- What is expected -
If a line in the records below contains the word "related", return that line.

[Dataset entries]
※

PR #144, opened 2022-03-09
SNOW-557106 enable jmx metrics for streaming

sfc-gh-japatel:
- Default is false.
- Removed thread and jvm metrics.
- Verified the metrics and its mbean names from VisualVM
- Modified the name.

Adding two screenshots
Screen Shot 2022-03-08 at 4 37 18 PM
Screen Shot 2022-03-08 at 4 37 30 PM

### DIFF
--- a/src/main/java/net/snowflake/ingest/streaming/SnowflakeStreamingIngestClientFactory.java
+++ b/src/main/java/net/snowflake/ingest/streaming/SnowflakeStreamingIngestClientFactory.java
@@ -47,17 +47,6 @@ public class SnowflakeStreamingIngestClientFactory {
       return this;
     }
 
-    /**
-     * Optional builder to enable JMX metrics for streaming client.
-     *
-     * @param enableJmxMetrics true if metrics per client needs to be emitted
-     * @return this builder instance
-     */
-    public Builder enableJmxMetrics(final boolean enableJmxMetrics) {
-      this.enableJmxMetrics = enableJmxMetrics;
-      return this;
-    }
-
     public SnowflakeStreamingIngestClient build() {
       Utils.assertStringNotNullOrEmpty("client name", this.name);
       Utils.assertNotNull("connection properties", this.prop);
@@ -88,7 +77,7 @@ public class SnowflakeStreamingIngestClientFactory {
       SnowflakeURL accountURL = new SnowflakeURL(this.prop.getProperty(Constants.ACCOUNT_URL));
       Properties prop = Utils.createProperties(this.prop, accountURL.sslEnabled());
       return new SnowflakeStreamingIngestClientInternal(
-          this.name, accountURL, prop, parameterOverrides, this.enableJmxMetrics);
+          this.name, accountURL, prop, parameterOverrides);
     }
   }
 }
--- a/src/main/java/net/snowflake/ingest/streaming/SnowflakeStreamingIngestClientFactory.java
+++ b/src/main/java/net/snowflake/ingest/streaming/SnowflakeStreamingIngestClientFactory.java
@@ -30,9 +30,6 @@ public class SnowflakeStreamingIngestClientFactory {
     // Allows client to override some default parameter values
     private Map<String, Object> parameterOverrides;
 
-    // emits metrics for latency, throughput only if this is enabled. Default is false
-    private boolean enableJmxMetrics = false;
-
     private Builder(String name) {
       this.name = name;
     }
--- a/src/main/java/net/snowflake/ingest/streaming/SnowflakeStreamingIngestClientFactory.java
+++ b/src/main/java/net/snowflake/ingest/streaming/SnowflakeStreamingIngestClientFactory.java
@@ -30,6 +30,9 @@ public class SnowflakeStreamingIngestClientFactory {
     // Allows client to override some default parameter values
     private Map<String, Object> parameterOverrides;
 
+    // emits metrics for latency, throughput only if this is enabled. Default is false
+    private boolean enableJmxMetrics = false;
+
     private Builder(String name) {
       this.name = name;
     }
@@ -41,6 +44,17 @@ public class SnowflakeStreamingIngestClientFactory {
 
     public Builder setParameterOverrides(Map<String, Object> parameterOverrides) {
       this.parameterOverrides = parameterOverrides;
+      return this;
+    }
+
+    /**
+     * Optional builder to enable JMX metrics for streaming client.
+     *
+     * @param enableJmxMetrics true if metrics per client needs to be emitted
+     * @return this builder instance
+     */
+    public Builder enableJmxMetrics(final boolean enableJmxMetrics) {
+      this.enableJmxMetrics = enableJmxMetrics;
       return this;
     }
 
@@ -74,7 +88,7 @@ public class SnowflakeStreamingIngestClientFactory {
       SnowflakeURL accountURL = new SnowflakeURL(this.prop.getProperty(Constants.ACCOUNT_URL));
       Properties prop = Utils.createProperties(this.prop, accountURL.sslEnabled());
       return new SnowflakeStreamingIngestClientInternal(
-          this.name, accountURL, prop, parameterOverrides);
+          this.name, accountURL, prop, parameterOverrides, this.enableJmxMetrics);
     }
   }
 }
--- a/src/main/java/net/snowflake/ingest/streaming/internal/SnowflakeStreamingIngestClientInternal.java
+++ b/src/main/java/net/snowflake/ingest/streaming/internal/SnowflakeStreamingIngestClientInternal.java
@@ -16,6 +16,7 @@ import static net.snowflake.ingest.utils.Constants.REGISTER_BLOB_ENDPOINT;
 import static net.snowflake.ingest.utils.Constants.RESPONSE_SUCCESS;
 import static net.snowflake.ingest.utils.Constants.ROW_SEQUENCER_IS_COMMITTED;
 import static net.snowflake.ingest.utils.Constants.SNOWPIPE_STREAMING_JMX_METRIC_PREFIX;
+import static net.snowflake.ingest.utils.Constants.SNOWPIPE_STREAMING_JVM_AND_THREAD_METRICS_REGISTRY;
 import static net.snowflake.ingest.utils.Constants.SNOWPIPE_STREAMING_SHARED_METRICS_REGISTRY;
 import static net.snowflake.ingest.utils.Constants.USER;
 
@@ -24,8 +25,11 @@ import com.codahale.metrics.Meter;
 import com.codahale.metrics.MetricFilter;
 import com.codahale.metrics.MetricRegistry;
 import com.codahale.metrics.SharedMetricRegistries;
+import com.codahale.metrics.Slf4jReporter;
 import com.codahale.metrics.Timer;
 import com.codahale.metrics.jmx.JmxReporter;
+import com.codahale.metrics.jvm.MemoryUsageGaugeSet;
+import com.codahale.metrics.jvm.ThreadStatesGaugeSet;
 import com.fasterxml.jackson.databind.ObjectMapper;
 import java.io.IOException;
 import java.security.KeyPair;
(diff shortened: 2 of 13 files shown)


src/main/java/net/snowflake/ingest/streaming/SnowflakeStreamingIngestClientFactory.java
```diff
@@ -44,6 +47,17 @@ public Builder setParameterOverrides(Map<String, Object> parameterOverrides) {
...
+     * Optional builder to enable JMX metrics for streaming client.
+     *
+     * @param enableJmxMetrics true if metrics per client needs to be emitted
+     * @return this builder instance
+     */
+    public Builder enableJmxMetrics(final boolean enableJmxMetrics) {
+      this.enableJmxMetrics = enableJmxMetrics;
+      return this;
+    }
+
```
sfc-gh-tzhang, line 60: could you add everything side `parameterOverrides`?

src/main/java/net/snowflake/ingest/streaming/internal/SnowflakeStreamingIngestClientInternal.java
```diff
@@ -157,21 +168,34 @@
 
     this.flushService = new FlushService(this, this.channelCache, this.isTestMode);
 
-    if (ENABLE_PERF_MEASUREMENT) {
+    if (this.enableJmxMetrics) {
```
sfc-gh-tzhang, line 171: we still want memory and threads information for JVM, it's not useful for customer, but it's useful when we debugging memory issues. And with your change, are we still enable to see the results in the log?

src/main/java/net/snowflake/ingest/streaming/internal/SnowflakeStreamingIngestClientInternal.java
```diff
@@ -432,9 +459,9 @@ public void close() throws Exception {
     isClosed = true;
     this.channelCache.closeAllChannels();
 
-    // Collect the perf metrics before closing if needed
-    if (metrics != null) {
-      Slf4jReporter.forRegistry(metrics).outputTo(logger.getLogger()).build().report();
+    // unregister jmx metrics
+    if (this.enableJmxMetrics && this.metrics != null) {
```
sfc-gh-tzhang, line 463: nit: we should be checking `this.metrics` only

src/main/java/net/snowflake/ingest/streaming/internal/SnowflakeStreamingIngestClientInternal.java
```diff
@@ -586,4 +618,35 @@ FlushService getFlushService() {
...
+   */
+  static ObjectName getObjectName(String clientName, String jmxDomain, String metricName) {
+    try {
+      StringBuilder sb = new StringBuilder(jmxDomain).append(":clientName=").append(clientName);
+
+      sb.append(",name=").append(metricName);
+
+      return new ObjectName(sb.toString());
+    } catch (MalformedObjectNameException e) {
+      logger.logWarn("Could not create Object name for MetricName:{}", metricName);
```
sfc-gh-tzhang, line 639: We try to match the server side coding standard, so please use =
```suggestion
      logger.logWarn("Could not create Object name for MetricName={}", metricName);
```

src/main/java/net/snowflake/ingest/streaming/internal/SnowflakeStreamingIngestClientInternal.java
```diff
@@ -586,4 +618,35 @@ FlushService getFlushService() {
...
+      throw new SFException(ErrorCode.INTERNAL_ERROR, "Invalid metric name");
+    }
+  }
+
+  /** Unregister all streaming related metrics from registry */
+  private void removeMetricsFromRegistry() {
+    if (metrics.getMetrics().size() != 0) {
+      logger.logDebug("Unregistering all metrics for client:{}", this.getName());
```
sfc-gh-tzhang, line 647: same here

src/main/java/net/snowflake/ingest/utils/Constants.java
```diff
@@ -58,6 +58,10 @@
   // Parameters
   public static final boolean DISABLE_BACKGROUND_FLUSH = false;
   public static final boolean COMPRESS_BLOB_TWICE = false;
-  public static final boolean ENABLE_PERF_MEASUREMENT = false;
   public static final boolean BLOB_NO_HEADER = true;
+
+  // Metrics
+  public static final String STREAMING_JMX_METRIC_PREFIX = "snowflake.ingest.sdk";
+
```
sfc-gh-tzhang, line 65: nit: extra line

src/main/java/net/snowflake/ingest/utils/Constants.java
```diff
@@ -58,6 +58,10 @@
...
+  public static final String STREAMING_SHARED_METRICS_REGISTRY = "StreamingSnowpipeMetrics";
```
sfc-gh-tzhang, line 66:
```suggestion
  public static final String STREAMING_SHARED_METRICS_REGISTRY = "SnowpipeStreamingMetrics";
```

src/main/java/net/snowflake/ingest/streaming/SnowflakeStreamingIngestClientFactory.java
sfc-gh-japatel: I am a bit hesitant about that because that is not a good interface for interaction from client perspective. 

`enableJmxMetrics` is descriptive enough to use. 

Infact I would rather not keep `setParameterOverrides` since it is inviting customers to reset defaults. I thought we were opposed to that. (Althought it is open source)

sfc-gh-tzhang: This [doc](https://docs.google.com/document/d/1m-vMJjFwd0_uAWidk1tv0DDp-HUdZqBCe5rZjHdFUzA/edit) that @sfc-gh-mnaides wrote keeps track the reason about why we are doing this, we won't document this option. But basically all the parameters/constants override should happen inside that class, feel free to suggest if you have a better idea

sfc-gh-japatel: I see. I wasnt aware of this. thank you! 

Lets just go with setParameterOverrides then without creating going through more changes.

src/main/java/net/snowflake/ingest/streaming/internal/SnowflakeStreamingIngestClientInternal.java
sfc-gh-japatel: if param is false, we wont have those metrics?

src/main/java/net/snowflake/ingest/streaming/internal/SnowflakeStreamingIngestClientInternal.java
sfc-gh-japatel: sure will do!

src/main/java/net/snowflake/ingest/streaming/internal/SnowflakeStreamingIngestClientInternal.java
sfc-gh-japatel: We wont be able to see results in log. Should we keep memory and thread related info in separate metrics object then?

src/main/java/net/snowflake/ingest/streaming/internal/SnowflakeStreamingIngestClientInternal.java
```diff
@@ -113,6 +120,9 @@
   Meter uploadThroughput; // Throughput for uploading blobs
   Meter inputThroughput; // Throughput for inserting into the Arrow buffer
 
+  // JVM and thread related metrics
+  MetricRegistry jvmAndThreadMetrics;
```
sfc-gh-tzhang, line 124: can we change it to `jvmMetrics` or `jvmMemoryAndThreadMetrics`?

src/main/java/net/snowflake/ingest/streaming/internal/SnowflakeStreamingIngestClientInternal.java
```diff
@@ -432,9 +432,12 @@ public void close() throws Exception {
...
     this.channelCache.closeAllChannels();
 
-    // Collect the perf metrics before closing if needed
-    if (metrics != null) {
-      Slf4jReporter.forRegistry(metrics).outputTo(logger.getLogger()).build().report();
+    // unregister jmx metrics
+    if (this.metrics != null) {
+      removeMetricsFromRegistry();
+
+      // LOG jvm and thread metrics at the end
```
sfc-gh-tzhang, line 439: There're a few other places in this PR also have this problem
```suggestion
      // LOG jvm memory and thread metrics at the end
```

src/main/java/net/snowflake/ingest/streaming/internal/SnowflakeStreamingIngestClientInternal.java
```diff
@@ -157,21 +169,8 @@
...
-      flushLatency = metrics.timer(MetricRegistry.name(name, "flush", "latency"));
-      buildLatency = metrics.timer(MetricRegistry.name(name, "build", "latency"));
-      uploadLatency = metrics.timer(MetricRegistry.name(name, "upload", "latency"));
-      registerLatency = metrics.timer(MetricRegistry.name(name, "register", "latency"));
-      uploadThroughput = metrics.meter(MetricRegistry.name(name, "upload", "throughput"));
-      inputThroughput = metrics.meter(MetricRegistry.name(name, "input", "throughput"));
-      metrics.register(MetricRegistry.name("jvm", "memory"), new MemoryUsageGaugeSet());
-      metrics.register(MetricRegistry.name("jvm", "threads"), new ThreadStatesGaugeSet());
-      SharedMetricRegistries.add("Metrics", metrics);
+    if (this.parameterProvider.hasEnabledSnowpipeStreamingJmxMetrics()) {
```
sfc-gh-tzhang, line 172: It contains both jmx and jvm metrics
```suggestion
    if (this.parameterProvider.hasEnabledSnowpipeStreamingMetrics()) {
```

src/main/java/net/snowflake/ingest/streaming/internal/SnowflakeStreamingIngestClientInternal.java
```diff
@@ -586,4 +589,73 @@ FlushService getFlushService() {
...
+                    getObjectName(this.getName(), jmxDomain, metricName))
+            .build();
+    jmxReporter.start();
+
+    // add JVM and thread metrics too
+    jvmAndThreadMetrics.register(MetricRegistry.name("jvm", "memory"), new MemoryUsageGaugeSet());
+    jvmAndThreadMetrics.register(MetricRegistry.name("jvm", "threads"), new ThreadStatesGaugeSet());
+
+    SharedMetricRegistries.add(
+        SNOWPIPE_STREAMING_JVM_AND_THREAD_METRICS_REGISTRY, jvmAndThreadMetrics);
```
sfc-gh-tzhang, line 628: Could we still output these to logger as well, it will be helpful when we can't use jmx (like in temptest, we're looking at logs uploaded to `workflow_logs_v`

sfc-gh-tzhang (approved):

src/main/java/net/snowflake/ingest/streaming/internal/SnowflakeStreamingIngestClientInternal.java
sfc-gh-japatel: oh yes, `jvmMemoryAndThreadMetrics` is better.

src/main/java/net/snowflake/ingest/streaming/internal/SnowflakeStreamingIngestClientInternal.java
sfc-gh-japatel: will change

src/main/java/net/snowflake/ingest/streaming/internal/SnowflakeStreamingIngestClientInternal.java
sfc-gh-japatel: yes we do it in close() just like before

PR #146, opened 2022-03-22
nosnow-run streaming it tests as part of github build

sfc-gh-mnaides:


pom.xml
```diff
@@ -180,11 +180,6 @@
                     <groupId>org.apache.maven.plugins</groupId>
                     <artifactId>maven-failsafe-plugin</artifactId>
                     <version>3.0.0-M5</version>
-                    <configuration>
```
sfc-gh-japatel, line 183: This will run against sfctest0. If this passes, I can run tests from KC too!

sfc-gh-tzhang:
@sfc-gh-mnaides is there any blocker on merging this? We would like to have IT coverage, otherwise I keep getting failures from manual runs and need to investigate which change was causing this...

※

- Task answer -
+  /** Unregister all streaming related metrics from registry */
sfc-gh-japatel: We wont be able to see results in log. Should we keep memory and thread related info in separate metrics object then?
+  // JVM and thread related metrics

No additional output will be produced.